The world faces the deepest global recession since at least the 1930s Great Depression. But when activity returns to a new normal, will the disruptions to demand and supply and the unprecedented monetary and fiscal stimulus unleash a resurgence of inflation?

The biggest and quickest ever monetary and fiscal packages are not a traditional ‘pump-priming’ stimulus to raise demand, but are aimed at trying keep people and companies afloat financially during the pandemic.

Even so, business investment has fallen sharply and households plan to reduce borrowing so spending looks set to remain extremely weak.

The near-term inflation outlook is clear – it is heading even lower. The collapse in oil prices and discounting by companies keen to boost sales should more than offset higher food prices to turn Eurozone and US inflation negative this summer.

But if businesses fail – including restaurants or even airlines – the reduced competition could see the survivors raise prices over the next year or two. Supply-chain disruptions may also push up prices. So after hitting new lows by mid-2020, headline inflation will be notably higher in 12 to 15 months as demand increases and oil recovers.

Many households’ savings have risen during the lockdowns and pent-up demand as sectors re-open may produce an initial bounce in spending, but consumers could take time to regain confidence, especially if the rise in unemployment is slow to reverse, and some lockdown habits may stick.

But for the medium term, we expect inflation expectations to remain structurally low. True, rising nationalism and protectionism threaten the globalisation effects that have lowered many prices over the past two decades, but that would squeeze spending and prices in other areas, especially discretionary services.
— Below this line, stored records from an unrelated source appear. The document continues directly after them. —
PR #192, opened 2024-06-06
Field method refactor for Ead transform

jonavellecuerdo:

Field method refactor for transform class Ead (Part 3).

* Add field methods and corresponding unit tests for: `rights`, `related_items`, and `subjects`

2. Run CLI command
   ```
   pipenv run transform -i tests/fixtures/ead/ead_record_all_fields.xml -o output/ead-transformed-records.json -s aspace
   ```

   Output: 

   ```
   2024-06-06 15:43:31,737 INFO transmogrifier.cli.main(): Logger 'root' configured with level=INFO
   2024-06-06 15:43:31,737 INFO transmogrifier.cli.main(): No Sentry DSN found, exceptions will not be sent to Sentry
   2024-06-06 15:43:31,737 INFO transmogrifier.cli.main(): Running transform for source aspace
   2024-06-06 15:43:31,756 WARNING transmogrifier.sources.transformer.get_valid_title(): Record repositories/2/resources/1 has multiple titles. Using the first title from the following titles found: ['Charles J. Connick Stained Glass Foundation Collection', 'Title 2', 'Title 3']
   2024-06-06 15:43:31,779 INFO transmogrifier.cli.main(): Completed transform, total records processed: 1, transformed records: 1, skipped records: 0, deleted records: 0
   2024-06-06 15:43:31,779 INFO transmogrifier.cli.main(): Total time to complete transform: 0:00:00.042270
   ```

NO

NO

- https://mitlibraries.atlassian.net/browse/TIMX-287

### Developer

### Code Reviewer(s)

### DIFF
--- a/tests/sources/xml/test_ead.py
+++ b/tests/sources/xml/test_ead.py
@@ -191,12 +191,6 @@ def test_ead_transform_with_all_fields_transforms_correctly():
                 relationship="Alternate Format",
             ),
             timdex.RelatedItem(
-                description=(
-                    "Issues of Twilight Zine were separated for library cataloging."
-                ),
-                relationship="Separated Material",
-            ),
-            timdex.RelatedItem(
                 description="MC-0423 James R. Killian Papers",
             ),
             timdex.RelatedItem(
@@ -243,6 +237,12 @@ def test_ead_transform_with_all_fields_transforms_correctly():
                     "Foundation may be found at their website "
                     "(http://www.cjconnick.org/)."
                 ),
+            ),
+            timdex.RelatedItem(
+                description=(
+                    "Issues of Twilight Zine were separated for library cataloging."
+                ),
+                relationship="Separated Material",
             ),
         ],
         rights=[
@@ -514,14 +514,6 @@ def test_ead_transform_with_attribute_and_subfield_variations_transforms_correct
             ),
             timdex.RelatedItem(
                 description="Data with blank head tag",
-                relationship="Separated Material",
-            ),
-            timdex.RelatedItem(
-                description="Data with no head tag",
-                relationship="Separated Material",
-            ),
-            timdex.RelatedItem(
-                description="Data with blank head tag",
             ),
             timdex.RelatedItem(
                 description="Data with no head tag",
@@ -531,6 +523,14 @@ def test_ead_transform_with_attribute_and_subfield_variations_transforms_correct
             ),
             timdex.RelatedItem(
                 description="List data with no head tag",
+            ),
+            timdex.RelatedItem(
+                description="Data with blank head tag",
+                relationship="Separated Material",
+            ),
+            timdex.RelatedItem(
+                description="Data with no head tag",
+                relationship="Separated Material",
             ),
         ],
         subjects=[
@@ -1144,11 +1144,7 @@ def test_get_notes_transforms_correctly_with_multiple_kinds():
             <bioghist>
                 <head>Biographical Note</head>
                 <p>
-            """
-            "Charles J. Connick (1875-1945) was an American "
-            "<emph>stained</emph> glass artist whose work may be found "
-            "in cities all across the United States."
-            """
+                    Charles J. Connick was an American <emph>stained</emph> glass artist.
                 </p>
                 <p>Connick founded his own studio in 1912 in Boston.</p>
             </bioghist>
@@ -1168,11 +1164,7 @@ def test_get_notes_transforms_correctly_with_multiple_kinds():
         ),
         timdex.Note(
             value=[
-                (
-                    "Charles J. Connick (1875-1945) was an American "
-                    "stained glass artist whose work may be found "
-                    "in cities all across the United States."
-                ),
+                "Charles J. Connick was an American stained glass artist.",
                 "Connick founded his own studio in 1912 in Boston.",
             ],
             kind="Biographical Note",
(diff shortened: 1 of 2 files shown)


transmogrifier/sources/xml/ead.py
```diff
@@ -557,6 +493,96 @@ def get_publishers(cls, source_record: Tag) -> list[timdex.Publisher] | None:
             return [timdex.Publisher(name=publication_value)]
         return None
 
+    @classmethod
+    def get_related_items(cls, source_record: Tag) -> list[timdex.RelatedItem] | None:
+        related_items = []
+        collection_description = cls._get_collection_description(source_record)
+
+        for related_item_element in collection_description.find_all(
```
ghukill, line 501: Can't recall what the convention was in this file, but could optionally just iterate over the method call directly.

transmogrifier/sources/xml/ead.py
```diff
@@ -557,6 +493,96 @@ def get_publishers(cls, source_record: Tag) -> list[timdex.Publisher] | None:
...
+            ["altformavail", "relatedmaterial", "separatedmaterial"], recursive=False
+        ):
+            if related_item_element.name == "relatedmaterial":
+                related_items.extend(cls._get_related_material(related_item_element))
+            else:  # noqa: PLR5501
+                if related_item := cls.create_string_from_mixed_value(
```
ghukill, line 507: The lint ignore caught my attention, think it could be simplified to:

```python
if related_item_element.name == "relatedmaterial":
    related_items.extend(cls._get_related_material(related_item_element))
elif related_item := cls.create_string_from_mixed_value(
    related_item_element, separator=" ", skipped_elements=["head"]
):
```

transmogrifier/sources/xml/ead.py
```diff
@@ -557,6 +493,96 @@ def get_publishers(cls, source_record: Tag) -> list[timdex.Publisher] | None:
             return [timdex.Publisher(name=publication_value)]
         return None
 
+    @classmethod
+    def get_related_items(cls, source_record: Tag) -> list[timdex.RelatedItem] | None:
```
ghukill, line 497: Reading top down, you'll likely encounter this comment before the following which came first.  But I must admit, this method broke my brain.

I had thought perhaps some of the if/else logic could be removed by targeting `<relatedmaterial>` in a list comprehension, and then the others the same way, but looking at the XML, I see now that _all_ values in the test `test_get_related_items_transforms_correctly_with_related_materials` are coming from two `<relatedmaterial>` elements.

I have no doubt it's a faithful copying of pre-existing logic, and probably not worth a rework here, but this was hard to parse for me.  That said, maybe that's just a "me" problem, and kudos to the test for thwarting what I thought were some easy tweaks!

transmogrifier/sources/xml/ead.py
```diff
@@ -557,6 +493,96 @@ def get_publishers(cls, source_record: Tag) -> list[timdex.Publisher] | None:
...
+                            description=related_item,
+                            relationship=aspace_type_crosswalk.get(
+                                related_item_element.name, related_item_element.name
+                            ),
+                        )
+                    )
+        return related_items or None
+
+    @classmethod
+    def _get_related_material(
```
ghukill, line 521: Last comment on these related methods: I still don't know how, or if, there is a more straight-forward way to parse these from those wild semantic + display XML elements, but noting these feel like areas that could be cleaned up a bit.  

I think, for me, this refactor work is nice because it exposes some tricky corners like this, but are likely tricky for good reason because the logic is intricate.  I don't see any need to address now, and maybe not ever, but I'm appreciating having some insight into corners of these transformations I was not familiar with previously.

ghukill (approved):
Nothing blocking from me, so setting as approved.

Did leave a couple comments around "related materials", but mostly just observations and discussion.

transmogrifier/sources/xml/ead.py
ehanson8: FWIW, I've generally been iterating over a variable when a `.find_all(...)` or other call is needed for iteration , `for related_item_element in collection_description.find_all()` rather than `for related_item_element in cls._get_collection_description(source_record).find_all()`

transmogrifier/sources/xml/ead.py
ehanson8: Yes ☝️

transmogrifier/sources/xml/ead.py
ehanson8: Agreed this should have an issue for later review, it's rough (coming from the likely author 🙃 who knows better now)

ehanson8: Taking another look though, could it skip the `related_materials = []` and  just return:

```
return [
                timdex.RelatedItem(description=related_item)
                for subelement in subelements
                if (
                    related_item := cls.create_string_from_mixed_value(
                        subelement, separator=" ", skipped_elements=["head"]
                    )
                )
            ]
```

Apologies if I'm going down the rabbit hole you already went down @ghukill !

ehanson8 (commented):
A few comments!

transmogrifier/sources/xml/ead.py
ghukill: Tis a rabbit hole indeed!  When I saw the XML getting parsed, I immediately appreciated some of the logic here.  It's not easy to extract.

Your proposal above makes sense to me!  Does this mean that elements `["altformavail", "separatedmaterial"]` aren't needed?  and if so, is this true across all EAD records?

As an aside, this is precisely where I think many-record analysis could be extremely helpful.  If we could:
  * run against 100 EADs, save output
  * make change, run against same files, save output
  * have a convenient way to see the difference for this particular field

Lots of approaches come to mind, but the many-record comparison pattern itself is what I'm interested in.

ehanson8: Agree on the utility of record analysis in a situation like this! I was just referring to updating the `_get_related_material` method, I believe `"altformavail` and `separatedmaterial` would still be caught in the updated `elif` block you recommended for `get_related_items`. But this is also a sign that this should be flagged in an issue for later consideration since it's complicated!

transmogrifier/sources/xml/ead.py
jonavellecuerdo: Ah, yes! I've been doing the same as @ehanson8. If it is followed by a `.find`/`.findall`, assign to a variable! Feels a little easier to read.

transmogrifier/sources/xml/ead.py
jonavellecuerdo: Ah, I mistakenly thought that the statement for the `elif` condition would also execute if it was also met, so I hesitated to collapse the `if/else` conditions. This has been updated!

transmogrifier/sources/xml/ead.py
jonavellecuerdo: @ehanson8 Made the change to remove `related_materials = []` from `_get_related_material()` (and directly return the result from list comprehension instead. 

@ghukill Many-record comparison sounds ideal! I think the `attributes_and_subfield_variations` fixture tries to address this, but it takes looking at the XML file to see the different conditions it tries to trigger. I definitely think a convenient way to see the outputs across many records and comparing different runs would be helpful for complex transforms!

Also, I tried to provide more context regarding the updates to `get_related_material` here https://github.com/MITLibraries/transmogrifier/pull/192#discussion_r1631457455! A long read but hoped to provide more clarification!

transmogrifier/sources/xml/ead.py
ghukill: Appreciate the detailed breakdown!  All tracks and makes sense.

At the end of the day, this block has appeared to do what it needs to do, so I'm definitely good with it as-is even.  As dicussed here, and elsewhere, it's tricky given the variable nature of EAD.

If you _did_ want to break out into more private, sub-methods, I might propose going pretty hard in that direction, like:
  * `_get_related_from_relatedmaterial()`
  * `_get_related_from_altformavail()`
  * `_get_related_from_separatedmaterial()`

Perhaps this is a throwback to a comment I made on one of @ehanson8's PRs about a variable name that smushed up two words.  I'm appreciating now that it was probably because the element was named as such, so it feels accurate; and I agree.  Apologies @ehanson8 if I misssed that nuance at the time!  I feel as though, now, I would read these methods -- particularly when they were right next to one another when being called -- and understand their naming is reflective of the XML elements, e.g.

```python
related_items = []
related_items.extend(_get_related_from_relatedmaterial())
related_items.extend(_get_related_from_altformavail())
related_items.extend(_get_related_from_separatedmaterial())
```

A sustainable rise in headline inflation would require higher wage growth not backed by productivity, and with unemployment significantly above pre-pandemic rates, that is unlikely.

That said, Latin America and Turkey are set to remain higher-inflation economies and South Africa’s poor public finances means it may join them. But inflation should remain low across most of Asia. Indeed, the deflation risk that haunted China during 2018-19 could re-surface.

But one risk in the advanced economies is that – by accident or design – the huge policy stimulus ultimately results in inflation.

Governments cannot shift sharply from stimulus to austerity once the lockdowns cease. Support must continue until the recovery is assured. But if they underestimate the pandemic’s permanent damage to supply and stimulate demand too much, inflation will follow. Or if the permanent loss to supply proves minimal and consumer spending remains low, then the extra slack in the economy from failing to stimulate demand sufficiently could result in below-target inflation or even outright deflation.

There is also a risk of a concerted determination by governments to inflate away the large public debt by deliberately running persistently loose fiscal policy backed by central banks to ensure persistently negative real rates.